I tried installing RCT3 and it seemed successful. However, when I try to play it, I get an error message that says...

*Runtime Error!

Program: C:\Program Files\Atari\RollerCoaster Tycoon 3\RCT3.exe

abnormal program termination*


Then I discovered that my disc drive won't open. Please help! I have a Toshiba laptop.


----------



## Zealex (Nov 30, 2008)

Try running as administrator, and your disk drive won't open with the cd in it or nothing in it and did you restart your computer and still nothing?


----------



## henrobules (Jun 2, 2009)

I'm the administrator, and the disk drive opened when I let it hibernate for a bit.
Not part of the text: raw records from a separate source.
PR #1082, opened 2021-08-06
Update ngrok binary to latest version v2.3.40

devfrey:
Today when trying valet share the following error popped up:
> $ valet share --region=eu
Your ngrok agent version "2.3.35" is no longer supported. Only the most recent version of the ngrok agent is supported without an account.
Update to a newer version with `ngrok update` or by downloading from https://ngrok.com/download.
Sign up for an account to avoid forced version upgrades: https://ngrok.com/signup.
ERR_NGROK_120

This PR updates the ngrok binary to the latest stable version.

Maybe we should also look into supporting the M1 binary for non-Intel macs. But that's outside of the scope of this PR.


drbyte:
I'm puzzled why your ngrok isn't auto-updating itself.

Mine does this:
Screen Shot 2021-08-06 at 1 18 54 PM
and then about 3 seconds later this:
Screen Shot 2021-08-06 at 1 18 59 PM
and then on subsequent restarts of ngrok via `valet share` it shows normally like this:
Screen Shot 2021-08-06 at 1 20 20 PM

That said, I've no objection to upgrading the default binary again. It's been awhile.

drbyte (approved):

drbyte:
> Mine requires me to hit CTRL-U to update; did you do that, Chris?
> 
> image

Good point. Mine is set to auto-update via my `~/.ngrok2/ngrok.yml` file, but the CTRL+U option is fine too.

```yml
authtoken: (redacted)

#docs: https://ngrok.com/docs

region: us

json_resolver_url: ""
dns_resolver_ips: []

# root_cas options: trusted, host, or path-to-a-CA-file
root_cas: trusted

# auto-update
update: true
```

Yeah I restarted the computer, and it still wouldn't work.


----------



## RockmasteR (Aug 10, 2007)

try the game in compatibility mode (like Windows XP or Windows 98)


----------



## toshiba&rollerc (Jul 7, 2009)

The same happens to me!! I have a toshiba and i just got the roller coaster tycoon 3 platinum edition and i tried to play it, but i couldn't there was the same odd message saying:

Runtime Error!

Program: C:\Program Files\Atari\RollerCoaster Tycoon 3\RCT3.exe

abnormal program termination

and also my disc drive won't open too i have to shut down my computer to get it out!!
This is so frustrating, i want to play, and also i'm not very good at the computer so i don't know what's the compability mode, can you help me?? ;S


----------



## McNinja (Jun 22, 2008)

Run the game as administrator

find the game's .exe
right click and go into properties
compatibility (tab)
run as administrator.


----------